> [Work order]: Scan the material for the word "nekketsuuu" and copy each line where it occurs.
# # # #
PR #386, opened 2025-05-01
Scan config with trivy

errm:


.trivyignore
nekketsuuu, line 1: Memo: After .trivyignore.yaml is GA, we can use it for specifying paths to be ignored https://trivy.dev/v0.62/docs/configuration/filtering/#trivyignoreyaml

nekketsuuu (approved):
Nice 👍 👍 👍 Thank you!

hfm (approved):

Issue #404, opened 2021-12-06
Add CLI commands for evidence store


lebogg:
**Problem**
We cannot fetch the information of which evidences are currently stored in the evidence store via the CLI. The problem arised when an external tool tried to send evidences to the orchestrator for assessing them. Nothing happend though, and via CLI we couldn't find the place where to process actually went wrong.

**Solution**
CLI commands for doing so.

**Alternative**
An alternative would be to get info logs directly in the terminal when an evidence is stored or, one step earlier, retrieved of a discovery tool. To avoid bloated terminal output, implement it as `log.debug`?

PR #465, opened 2022-01-25
Update CLI: Change structure and add commands 

lebogg:
- [x] CLI commands should be divided into resources (e.g. `cl evidence list`) and services (e.g. `cl service discovery start`)
- [x] #404:  (see first example above)
- [x] `cl assessment list` should call Orchestrator's method, not of the Assessment. The Assessment's corresponding method should be executable via `cl service assessment list`


lebogg:
Now, discovery moved to service CMDs. Should we also add `resource` command for Discovery Query (`cl resource list` == `discovery.query(...)`)?

cli/commands/assessment/assessment.go
```diff
@@ -26,50 +26,23 @@
...
+	// Change use for better readability (cl assessment_result list vs cl assessment_result list_assessment_results)
+	cmd.Use = "list"
 	return cmd
 }
 
 // NewAssessmentCommand returns a cobra command for `assessment` subcommands
 func NewAssessmentCommand() *cobra.Command {
 	cmd := &cobra.Command{
-		Use:   "assessment",
+		Use:   "assessment_result",
```
oxisto, line 45: I think in the commands we should stick to dashes instead of underscores for a little bit of better readability.

cli/commands/commands.go
```diff
@@ -30,10 +30,10 @@ import (
 	"clouditor.io/clouditor/cli/commands/assessment"
 	"clouditor.io/clouditor/cli/commands/cloud"
 	"clouditor.io/clouditor/cli/commands/completion"
-	"clouditor.io/clouditor/cli/commands/discovery"
+	evidences "clouditor.io/clouditor/cli/commands/evidence"
```
oxisto, line 33: Why is this imported as evidences?

cli/commands/service/discovery/discovery.go
```diff
@@ -97,11 +97,11 @@ func NewQueryDiscoveryCommand() *cobra.Command {
 	return cmd
 }
 
-// NewStartDiscoveryCommand returns a cobra command for `discovery` subcommands
+// NewDiscoveryCommand returns a cobra command for `discovery` subcommands
 func NewDiscoveryCommand() *cobra.Command {
```
oxisto, line 101: Should we have another set of commands for discovery results / resources?

cli/commands/service/orchestrator/orchestrator.go
```diff
@@ -35,11 +35,11 @@ import (
...
 )
 
-// NewListResultsCommand returns a cobra command for the `list` subcommand
-func NewListResultsCommand() *cobra.Command {
+// NewListAssessmentResultsCommand returns a cobra command for the `list` subcommand
+func NewListAssessmentResultsCommand() *cobra.Command {
 	cmd := &cobra.Command{
-		Use:   "list",
-		Short: "Lists all assessment results",
+		Use:   "list_assessment_results",
```
oxisto, line 41:
```suggestion
		Use:   "list-assessment-results",
```
```suggestion
		Use:   "list_assessment_results",
```

oxisto (commented):
Some minor inconsistencies, but overall I think its a good approach.

oxisto:
> Now, discovery moved to service CMDs. Should we also add `resource` command for Discovery Query (`cl resource list` == `discovery.query(...)`)?

Yes!

cli/commands/login/login.go
```diff
@@ -37,6 +37,7 @@ import (
 
 const (
 	// URLFlag is the viper flag for the server url
+	// TODO(oxisto): Unused constant?
 	URLFlag = "url"
```
lebogg, line 41: Do we need that constant @oxisto ? It seems to be unused.

cli/commands/commands.go
```diff
@@ -42,14 +43,17 @@ import (
 // AddCommands adds all subcommands
 func AddCommands(cmd *cobra.Command) {
 	cmd.AddCommand(
+		// commands for resources
 		login.NewLoginCommand(),
```
lebogg, line 47: Seems that the package name always is included in the function names as well. In general, such repetition should be avoided according to this [go dev blog](https://go.dev/blog/package-names) (at least for types).
But in that case, I guess it is ok, since 1st) just `New` or `NewCommand` is not meaningful enough either and 2nd) replace with a generic name like `NewParentCommand` is also not that meaningful.

cli/commands/login/login.go
oxisto: Keep it for now. We need to make all of those URLs configurable at some point.

cli/commands/commands.go
oxisto: In this case, this seems to be somewhat idiomatic to the cobra/viper package and as far as I remember they structure the commands according to this schema in their examples, so I would stick with this.

Issue #463, opened 2022-01-21
Validate or set assessment ID in Orchestrator


lebogg:
**Describe the bug**
In the RPC `StoreAssessmentResult` in the orchestrator, we [validate the assessment result (Line 202)](https://github.com/clouditor/clouditor/blob/e481a8b99d1584531f5919554377a1e3ddea27ab/service/orchestrator/orchestrator.go#L202) and then [store it into the map with its ID(L213)](https://github.com/clouditor/clouditor/blob/e481a8b99d1584531f5919554377a1e3ddea27ab/service/orchestrator/orchestrator.go#L213).
But the function `validate` doesn't check the ID. I.e., an assessment result with empty ID is stored with empty key "" and will be overwritten by future assessment results with empy IDs.

**Expected behavior**
Either `validate` checks if ID is set (meaning that results with empty IDs are rejected) or the Orchestrator creates one itself (e.g. UUID) for assessment with no IDs.

oxisto:
As discussed, the assessment tool should set a UUID and the orchestrator should validate this.

lebogg:
Yes, will be addressed in the next PR.

PR #470, opened 2022-01-27
Add validation for assessment result ID

lebogg:
- #463

### DIFF
--- a/api/assessment/assessment.go
+++ b/api/assessment/assessment.go
@@ -30,17 +30,21 @@ import "errors"
 type ResultHookFunc func(result *AssessmentResult, err error)
 
 var (
+	ErrIdMissing                             = errors.New("id in assessment result is missing")
 	ErrTimestampMissing                      = errors.New("timestamp in assessment result is missing")
 	ErrMetricIdMissing                       = errors.New("metric id in assessment result is missing")
 	ErrMetricConfigurationMissing            = errors.New("metric configuration in assessment result is missing")
 	ErrEvidenceIdMissing                     = errors.New("evidence id in assessment result is missing")
-	ErrNonComplianceCommentsMissing          = errors.New("non-compliance comments in assessment result is missing")
 	ErrMetricConfigurationOperatorMissing    = errors.New("operator in metric data is missing")
 	ErrMetricConfigurationTargetValueMissing = errors.New("target value in metric data is missing")
 )
 
 // Validate validates the assessment result according to several required fields
 func (result *AssessmentResult) Validate() (resourceId string, err error) {
+	if result.Id == "" {
+		return "", ErrIdMissing
+	}
+
 	if result.Timestamp == nil {
 		return "", ErrTimestampMissing
 	}
--- a/api/assessment/assessment.go
+++ b/api/assessment/assessment.go
@@ -46,7 +46,7 @@ var (
 // Validate validates the assessment result according to several required fields
 func (result *AssessmentResult) Validate() (resourceId string, err error) {
 	if _, err = uuid.Parse(result.Id); err != nil {
-		return "", fmt.Errorf("%v: %v", ErrInvalidFormat, err)
+		return "", fmt.Errorf("%v: %w", ErrInvalidFormat, err)
 	}
 
 	if result.Timestamp == nil {
--- a/api/assessment/assessment.go
+++ b/api/assessment/assessment.go
@@ -25,12 +25,15 @@
 
 package assessment
 
-import "errors"
+import (
+	"errors"
+	"fmt"
+	"github.com/google/uuid"
+)
 
 type ResultHookFunc func(result *AssessmentResult, err error)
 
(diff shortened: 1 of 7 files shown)


api/assessment/assessment.go
```diff
@@ -30,17 +30,21 @@ import "errors"
...
 	ErrMetricConfigurationMissing            = errors.New("metric configuration in assessment result is missing")
 	ErrEvidenceIdMissing                     = errors.New("evidence id in assessment result is missing")
-	ErrNonComplianceCommentsMissing          = errors.New("non-compliance comments in assessment result is missing")
 	ErrMetricConfigurationOperatorMissing    = errors.New("operator in metric data is missing")
 	ErrMetricConfigurationTargetValueMissing = errors.New("target value in metric data is missing")
 )
 
 // Validate validates the assessment result according to several required fields
 func (result *AssessmentResult) Validate() (resourceId string, err error) {
+	if result.Id == "" {
```
oxisto, line 44: Should we also check if the id is a UUID? Or do you think this is too performance-heavy? Also potentially for the evidence ID.

garuppel: Do we already know in which format the ID should be? If yes, then I would check that.

lebogg: Good point. We could use the error of `uuid.parse(result.Id)` or do a sanity check by just compare the length (36) via `len(result.Id)`. I did a small benchmark test for the 3 options:

0.0000004 ns/op for simple length check
0.0000009 ns/op for empty string check
0.0000050 ns/op for uuid.parse

Since length check is even faster (or at least somehow equally fast) than empty string check (does this makes sense, anyway :D), it wouldn't add significant time. The UUID approach is also not that slow but needs a dependency.

garuppel (commented):
Shouldn't we check the resourceID as well?

api/assessment/assessment.go
oxisto: We already have GitHub.com/google/uuid as a dependency

lebogg: Then I would just substitute the empty string check with uuid.Parse() way since it also throws error for empty string ("invalid UUID length: 0")

api/assessment/assessment.go
```diff
@@ -25,22 +25,31 @@
...
 	ErrEvidenceIdMissing                     = errors.New("evidence id in assessment result is missing")
-	ErrNonComplianceCommentsMissing          = errors.New("non-compliance comments in assessment result is missing")
 	ErrMetricConfigurationOperatorMissing    = errors.New("operator in metric data is missing")
 	ErrMetricConfigurationTargetValueMissing = errors.New("target value in metric data is missing")
 )
 
 // Validate validates the assessment result according to several required fields
 func (result *AssessmentResult) Validate() (resourceId string, err error) {
+	if _, err = uuid.Parse(result.Id); err != nil {
+		fmt.Println(uuid.IsInvalidLengthError(err))
```
oxisto, line 49: Remove unnecessary print

api/assessment/assessment.go
```diff
@@ -25,22 +25,31 @@
...
+import (
+	"errors"
+	"fmt"
+	"github.com/google/uuid"
+)
 
 type ResultHookFunc func(result *AssessmentResult, err error)
 
 var (
+	ErrAssessmentIdConfiguredIncorrectly     = errors.New("assessment result id is configured incorrectly")
```
oxisto, line 37: Maybe `ErrIdInvalidFormat` ? Configured correctly sounds misleading. It should say that the Id is not in an expected format (UUID)

api/assessment/assessment.go
```diff
@@ -25,22 +25,30 @@
...
 	ErrEvidenceIdMissing                     = errors.New("evidence id in assessment result is missing")
-	ErrNonComplianceCommentsMissing          = errors.New("non-compliance comments in assessment result is missing")
 	ErrMetricConfigurationOperatorMissing    = errors.New("operator in metric data is missing")
 	ErrMetricConfigurationTargetValueMissing = errors.New("target value in metric data is missing")
 )
 
 // Validate validates the assessment result according to several required fields
 func (result *AssessmentResult) Validate() (resourceId string, err error) {
+	if _, err = uuid.Parse(result.Id); err != nil {
+		return "", fmt.Errorf("%v: %v", ErrInvalidFormat, err)
```
oxisto, line 49:
```suggestion
		return "", fmt.Errorf("%v: %w", ErrInvalidFormat, err)
```

oxisto (approved):

oxisto:
> Shouldn't we check the resourceID as well?

Yes, I included this as well. The resource ID does not follow any convention (yet). So I am just checking for pure existence. 

I also removed the wrapping of the UUID error codes, since my gut feeling says that this is not a good idea from a security point of view. I would keep the validation errors constant without any means to reflect values back to somehow who potentially inserts weird values.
# # # #
> [Response box]:
nekketsuuu, line 1: Memo: After .trivyignore.yaml is GA, we can use it for specifying paths to be ignored https://trivy.dev/v0.62/docs/configuration/filtering/#trivyignoreyaml
nekketsuuu (approved):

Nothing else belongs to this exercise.